## ABOUT THIS TASK
Among the entries, find each line that includes the string "iljakuklic" and list it.

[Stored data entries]
━━━━━━

PR #1062, opened 2025-09-23
refactor: introduce a type for specifying ports in config

iljakuklic:
More ports are coming with the introduction of TLS. This will reduce the repetitive boilerplate somewhat.


Cargo.toml
```diff
@@ -88,6 +88,7 @@ criterion = "0.5.1"
 derive_more = "2.0"
 dirs = "5.0"
 dotenvy = "0.15.7"
+educe = { version = "0.6", features = ["Debug", "Clone", "Eq", "Ord"] }
```
atanmarko, line 91: What was the main reason to add this new dependency, that we were not able to do in a standard way?

iljakuklic: > What was the main reason to add this new dependency, that we were not able to do in a standard way?

Unfortunately, the built-in `derive` adds a bunch of spurious trait bounds on the phantom type. An alternative would be to implement the traits manually.

iljakuklic: > What was the main reason to add this new dependency, that we were not able to do in a standard way?

Also, we already have this dependency in `interop` and `provers` workspaces.

atanmarko (dismissed):

crates/agglayer-config/src/port.rs
```diff
@@ -0,0 +1,81 @@
...
+    pub const fn as_u16(&self) -> u16 {
+        self.port
+    }
+
+    pub fn from_env_var(env_var: &str) -> Option<Self> {
+        env::var(env_var)
+            .inspect_err(|err| match err {
+                env::VarError::NotPresent => (),
+                env::VarError::NotUnicode(_) => warn!("Contents of ${env_var} not Unicode"),
+            })
```
polykeith, line 39:
```suggestion
            .inspect_err(|err| if let env::VarError::NotUnicode(_) = err {
                warn!("Contents of ${env_var} not Unicode"),
            })
```

crates/agglayer-config/src/port.rs
```diff
@@ -0,0 +1,81 @@
+use std::env;
+
+use tracing::warn;
+
+/// Default port for given service.
+pub trait PortDefaults {
```
polykeith, line 6: I'm curious, why not an enum containing all the variants for the services instead of declaring a trait?

iljakuklic: > I'm curious, why not an enum containing all the variants for the services instead of declaring a trait?

I want to have the `Default` impl that fills in the correct default port, so the relevant fields can be `#[serde(default)]`ed. So these need to be separate types. An enum value would still have to be passed in as a const generic or something like that. Also this way, it could be easily factored out into `interop` to be usable elsewhere without knowing all the services upfront.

━━━━━━

## SOLUTION FOR THIS PROBLEM
iljakuklic:
iljakuklic: > What was the main reason to add this new dependency, that we were not able to do in a standard way?
iljakuklic: > What was the main reason to add this new dependency, that we were not able to do in a standard way?
iljakuklic: > I'm curious, why not an enum containing all the variants for the services instead of declaring a trait?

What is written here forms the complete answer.